# Titanium anodes will not evolve chlorine gas



## OMG (Jun 5, 2008)

So, I got some grade 5 titanium in finally.
I put in in my cell as the anode expecting to see a lot of chlorine coming off it, and there was none. Instead it sloughed off some off-white flakes of stuff. I'm guessing it is titanium dioxide. I don't know what else it would be.

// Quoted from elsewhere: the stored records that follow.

Issue #1063, opened 2018-07-31
Unable to find valid certification path


megankatsumi:
I am using w3id.org a means of creating persistent, de-referenceable namespaces for a set of ontologies. Recently, I have encountered the following error when attempting to load the ontologies in Protege via the w3id url:
sun.security.validator.ValidatorException: PKIX path building failed: sun.security.provider.certpath.SunCertPathBuilderException: unable to find valid certification path to requested target

This is the first time I've encountered such an issue, (and have not recently updated Protege); the ontologies have been loading successfully via the w3id url prior to this. They also still load successfully via their current url on GitHub.

Any suggestions to fix this?

davidlehn:
I don't know what that error means.  Our prior cert was expiring recently and we switched w3id.org over to letsencrypt.  We haven't had other reports of problems though.  Which url is it?  Do you have a more detailed error?  Is w3id.org cert failing or did that pass and the target it redirected to is having problems?

megankatsumi:
Hi David,
The error seems to be occurring with all of the urls that I am using w3id.org for (within the /icity directory). It looks to me like the issue is with the wi3d.org cert, as the redirect targets open without issue when I use those urls instead. The stack trace that is provided by Protege is appended below.

sun.security.validator.ValidatorException: PKIX path building failed: sun.security.provider.certpath.SunCertPathBuilderException: unable to find valid certification path to requested target


Full Stack Trace
-----------------------------------------------------------------------------------------

org.semanticweb.owlapi.io.OWLOntologyCreationIOException: sun.security.validator.ValidatorException: PKIX path building failed: sun.security.provider.certpath.SunCertPathBuilderException: unable to find valid certification path to requested target
	at uk.ac.manchester.cs.owl.owlapi.OWLOntologyFactoryImpl.loadOWLOntology(OWLOntologyFactoryImpl.java:207)
	at uk.ac.manchester.cs.owl.owlapi.OWLOntologyManagerImpl.actualParse(OWLOntologyManagerImpl.java:1099)
	at uk.ac.manchester.cs.owl.owlapi.OWLOntologyManagerImpl.loadOntology(OWLOntologyManagerImpl.java:1055)
	at uk.ac.manchester.cs.owl.owlapi.OWLOntologyManagerImpl.loadOntologyFromOntologyDocument(OWLOntologyManagerImpl.java:1011)
[...]

PR #1126, opened 2018-10-25
update 

shekarpour:
Dear Admin

Could you please update

### DIFF
--- a/cevo/.htaccess
+++ b/cevo/.htaccess
@@ -16,9 +16,10 @@ RewriteCond %{HTTP_ACCEPT} application/xhtml\+xml [OR]
 RewriteCond %{HTTP_USER_AGENT} ^Mozilla/.*
 RewriteRule ^$ https://shekarpour.github.io/cevo.io/ 
 
-# Rewrite rule to serve RDF/XML content if requested
+# Rewrite rule to serve RDF/XML OWL content if requested
 RewriteCond %{HTTP_ACCEPT} application/rdf\+xml [OR]
 RewriteCond %{HTTP_ACCEPT} application/owl\+xml
+RewriteCond %{HTTP_ACCEPT} ^.owl
 RewriteRule ^$  https://raw.githubusercontent.com/shekarpour/cevo.io/master/cevo.owl
 
 
--- a/empathi/.htaccess
+++ b/empathi/.htaccess
@@ -19,4 +19,5 @@ RewriteRule ^$ https://shekarpour.github.io/empathi.io/
 # Rewrite rule to serve RDF/XML content if requested
 RewriteCond %{HTTP_ACCEPT} application/rdf\+xml [OR]
 RewriteCond %{HTTP_ACCEPT} application/owl\+xml
+RewriteCond %{HTTP_ACCEPT} ^.owl
 RewriteRule ^$  https://raw.githubusercontent.com/shekarpour/empathi.io/master/empathi.owl


shekarpour:
Dear Admin

Could you please update

dgarijo:
@shekarpour,
I think there are still errors in your .htaccess. For example, you haven't added an [OR] in the line before last on your condition. In addiiton, I am not sure what you intend with the rewrite rule.
You are redirecting to your HTML first thing, so the second rule will never be triggered...

I recommend testing everything in a local server in your laptop before submitting your PR. Or have a look at some examples for redirection to vocabularies from the repository. Thanks!

cevo/.htaccess
```diff
@@ -16,9 +16,10 @@ RewriteCond %{HTTP_ACCEPT} application/xhtml\+xml [OR]
 RewriteCond %{HTTP_USER_AGENT} ^Mozilla/.*
 RewriteRule ^$ https://shekarpour.github.io/cevo.io/ 
 
-# Rewrite rule to serve RDF/XML content if requested
+# Rewrite rule to serve RDF/XML OWL content if requested
 RewriteCond %{HTTP_ACCEPT} application/rdf\+xml [OR]
 RewriteCond %{HTTP_ACCEPT} application/owl\+xml
+RewriteCond %{HTTP_ACCEPT} ^.owl
```
davidlehn: I don't think this will work.  `Accept` can't be both `application/owl+xml` and start with `.owl`.  We can help with the rules if you'd like to explain what you are trying to do.

shekarpour:
Dear David

The point is that we can not open https://w3id.org/cevo or https://w3id.org/empathi in protege
meaning the redirect to owl file does not work,

Initially, I thought the problem is from the URI, then I changed to:
https://raw.githubusercontent.com/shekarpour/cevo.io/master/cevo.owl

still does not work, so probably the problem is from the rule

I appreciate if you can guide us

Thank you

davidlehn:
This may be a Protege issue related to https://github.com/perma-id/w3id.org/issues/1063.  It doesn't like the new Let's Encrypt certificate for some reason.  Someone with Protege and knowledge of Java certificates may need to debug this problem.

shekarpour:
David,  I am not sure it is protege 's fault, 
because I can successfully open the following link in protege:
https://raw.githubusercontent.com/shekarpour/cevo.io/master/cevo.owl

Thus, it can indicate that redirect rule does not perform well, do you have any solution as how can we fix that?

Thanks

davidlehn:
The problem is probably that Protege and/or whatever Java runtime it's using are having trouble with the Let's Encrypt cert that w3id.org is using.  So it fails to even get a response from w3id.org.  Tests I ran with just basic java on debian worked fine.  Do you have a reproduceable procedure that someone could use to see this problem?  What versions of protege, java, OS, etc are showing this issue?

dgarijo:
@shekarpour,
as David indicates, the content negotiation is well done. If you execute:
curl -sH "accept:application/rdf+xml" https://w3id.org/cevo"

You obtain:

<!DOCTYPE HTML PUBLIC "-//IETF//DTD HTML 2.0//EN">
<html><head>
<title>301 Moved Permanently</title>
</head><body>
<h1>Moved Permanently</h1>
<p>The document has moved <a href="https://w3id.org/cevo/">here</a>.</p>
<hr>
<address>Apache/2.4.7 (Ubuntu) Server at w3id.org Port 443</address>
</body></html> 

Which is the desired answer. It's a problem of certificates and Java.

davidlehn:
What's the status of this?

davidlehn:
No response. Closing. Reopen if needed.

My guess is that titanium chloride wants to form; but because there is water right there, it forms into titanium chloride and hydrogen chloride instead.
Although no fumes of HCl are coming off.. unless its immediately getting absorbed into the water. I'll let it go for a while to see if HCl will eventually come off.
?? TiCl4 + 2H2O -> TiO2 + 4HCl

Anyone know what is going on?
Anyone know of an anode material that will not degrade in a HCl electrolyte where Cl2 is supposed to be coming off the anode? The only thing I've found is carbon, which falls apart rather quickly and doesn't conduct electricity very well. (Something that is not insanely hard to acquire)


----------



## Anonymous (Jun 5, 2008)

While working on a process to recover copper, I read that titanium is resistant to cloride, except when electrical potential it applied or something like that.


----------



## Platdigger (Jun 5, 2008)

I would think that even platinum would degrade under these conditions.

What if you just used sodium chloride as the electrolyte?
Randy


----------



## OMG (Jun 5, 2008)

Tried sodium chloride only.
Same thing happened.


----------



## Platdigger (Jun 5, 2008)

With platinum as the anode?

Maybe you could buy some platinum plated tweezers from mariam31....
Randy


----------



## Lino1406 (Jun 12, 2008)

Get anodized, like Al


----------



## OMG (Jun 12, 2008)

Okay, I'll try. But I think I've used some anodized aluminum before and it corroded quite quickly.
I think the mixture is too acidic.
Plain aluminum definitely does not work. It dissolves quite vigorously.


----------



## Lino1406 (Jun 12, 2008)

Platinized titanium
Graphite
Cast magnetite


----------



## OMG (Jun 13, 2008)

Thanks Lino, I'll try magnetite.


----------



## Anonymous (Jul 3, 2008)

I used graphite from a pencil and it dissolved.


----------



## lazersteve (Jul 3, 2008)

Try hard graphite like is used for machine work. 

I use it for some of my cathodes.

Steve


----------



## Blacktoadd (Jul 14, 2008)

I am working on recovering my values from the ore of the "rocks of Arizona" not ckt boards etc. some types of ore is high in copper. I use HCl first because it doesn't disolve much if any of the values. So I started to plate out some of the copper for fun, profit, dropping values, Inquartation etc. I started with a lead diving weight. The lead chloride drops to the bottom, "I wonder how much stays in solution?" Unlike you guys I also have every other mineral in the world in the solution soluable in the HCl. "I wonder how pure my copper is?" However If you look up electrowinning of Copper most use sulfuric baths. They do have some exotic anodes available for high production use. I didnt bother yet seeing if I could justify one yet. 
Bruce


----------